- [Materials provided]:

PR #8167, opened 2022-02-23
Contribute TAXII push script

chisholm:
This PR contributes the taxii_push.py script.  It operates as a standalone script with a commandline interface:

```
usage: taxii_push.py [-h] --dir DIR --collection COLLECTION [--log_level {fatal,error,warning,info,debug}]

Translate MISP content to STIX 2.1 and push it to a TAXII 2.1 server.

optional arguments:
  -h, --help            show this help message and exit
  --dir DIR             A directory with files containing JSON MISP events.
  --collection COLLECTION
                        A URL to a TAXII 2.1 collection to push content to
  --log_level {fatal,error,warning,info,debug}
                        Set logging verbosity level. Default: warning

This tool reads all files from the given directory and assumes they contain JSON, not just those named as *.json.
```

The interface is a bit different from what you presented: instead of `--api_root`, it uses `--collection`.  That's because we need the URL to a TAXII collection as a target for pushing STIX content.  Script output is done via the logging system, so I also added a commandline parameter to control output verbosity.  It uses the standard StreamHandler, which logs messages to stderr.

A TAXII API root includes a restriction on the maximum HTTP request (body) size it will accept, in bytes.  One driver in the design of this system is the potentially large quantity of MISP content which may be pushed at once.  Therefore, it seemed prudent to query and honor the API root's max content length restriction, to avoid failures.  That means the script will generally need to re-segment the STIX content to ensure each post doesn't exceed the limit.

Re-segmenting the STIX content decouples the HTTP requests from the way the MISP content was split amongst the files: a large file may be pushed in several parts.  The way it was implemented also has an "inverse" consequence: converted content from multiple MISP files may be coalesced into a single HTTP request.  So there can be both splits and merges.  The script tries to build up as much content as it can without exceeding the limit, so each request winds up being maximally sized.

It introduces a new failure mode as well: a STIX object may be so large that it doesn't fit within the max content length restriction by itself.  In that case, it is impossible to push the object.  If that happens, the script currently logs an error and skips the object.  I hope max content lengths are large enough and STIX objects small enough that this is unlikely to occur.

I have not done integration testing with MISP, but since it's a standalone script, it can be run by itself to test it.  So I've only done some unit tests.  Any bugs or problems, feel free to report them.  Or questions or comments too.

### DIFF
--- a/app/files/scripts/taxii/taxii_push.py
+++ b/app/files/scripts/taxii/taxii_push.py
@@ -99,9 +99,8 @@ def parse_args():
     )
 
     parser.add_argument(
-        "--api_root",
-        help="A URL to a TAXII 2.1 collection to push content to (we"
-             " need a collection URL at minimum, not an API root)",
+        "--collection",
+        help="A URL to a TAXII 2.1 collection to push content to",
         required=True
     )
 
@@ -407,7 +406,7 @@ def main():
 
     try:
 
-        push_content(args.dir, args.api_root)
+        push_content(args.dir, args.collection)
 
     except Exception:
         log.fatal(
--- a/app/files/scripts/taxii/taxii_push.py
+++ b/app/files/scripts/taxii/taxii_push.py
@@ -1,0 +1,425 @@
+"""
+Read MISP JSON content from files in a directory, convert it to STIX, and
+push the content to a TAXII server.
+"""
+import argparse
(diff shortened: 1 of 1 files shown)


iglocska:
Thanks a lot, lovely!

- [The problem]:
The listing above is to be copied exactly, in full.

- [Answer to this exercise]:
PR #8167, opened 2022-02-23
Contribute TAXII push script

chisholm:
This PR contributes the taxii_push.py script.  It operates as a standalone script with a commandline interface:

```
usage: taxii_push.py [-h] --dir DIR --collection COLLECTION [--log_level {fatal,error,warning,info,debug}]

Translate MISP content to STIX 2.1 and push it to a TAXII 2.1 server.

optional arguments:
  -h, --help            show this help message and exit
  --dir DIR             A directory with files containing JSON MISP events.
  --collection COLLECTION
                        A URL to a TAXII 2.1 collection to push content to
  --log_level {fatal,error,warning,info,debug}
                        Set logging verbosity level. Default: warning

This tool reads all files from the given directory and assumes they contain JSON, not just those named as *.json.
```

The interface is a bit different from what you presented: instead of `--api_root`, it uses `--collection`.  That's because we need the URL to a TAXII collection as a target for pushing STIX content.  Script output is done via the logging system, so I also added a commandline parameter to control output verbosity.  It uses the standard StreamHandler, which logs messages to stderr.

A TAXII API root includes a restriction on the maximum HTTP request (body) size it will accept, in bytes.  One driver in the design of this system is the potentially large quantity of MISP content which may be pushed at once.  Therefore, it seemed prudent to query and honor the API root's max content length restriction, to avoid failures.  That means the script will generally need to re-segment the STIX content to ensure each post doesn't exceed the limit.

Re-segmenting the STIX content decouples the HTTP requests from the way the MISP content was split amongst the files: a large file may be pushed in several parts.  The way it was implemented also has an "inverse" consequence: converted content from multiple MISP files may be coalesced into a single HTTP request.  So there can be both splits and merges.  The script tries to build up as much content as it can without exceeding the limit, so each request winds up being maximally sized.

It introduces a new failure mode as well: a STIX object may be so large that it doesn't fit within the max content length restriction by itself.  In that case, it is impossible to push the object.  If that happens, the script currently logs an error and skips the object.  I hope max content lengths are large enough and STIX objects small enough that this is unlikely to occur.

I have not done integration testing with MISP, but since it's a standalone script, it can be run by itself to test it.  So I've only done some unit tests.  Any bugs or problems, feel free to report them.  Or questions or comments too.

### DIFF
--- a/app/files/scripts/taxii/taxii_push.py
+++ b/app/files/scripts/taxii/taxii_push.py
@@ -99,9 +99,8 @@ def parse_args():
     )
 
     parser.add_argument(
-        "--api_root",
-        help="A URL to a TAXII 2.1 collection to push content to (we"
-             " need a collection URL at minimum, not an API root)",
+        "--collection",
+        help="A URL to a TAXII 2.1 collection to push content to",
         required=True
     )
 
@@ -407,7 +406,7 @@ def main():
 
     try:
 
-        push_content(args.dir, args.api_root)
+        push_content(args.dir, args.collection)
 
     except Exception:
         log.fatal(
--- a/app/files/scripts/taxii/taxii_push.py
+++ b/app/files/scripts/taxii/taxii_push.py
@@ -1,0 +1,425 @@
+"""
+Read MISP JSON content from files in a directory, convert it to STIX, and
+push the content to a TAXII server.
+"""
+import argparse
(diff shortened: 1 of 1 files shown)


iglocska:
Thanks a lot, lovely!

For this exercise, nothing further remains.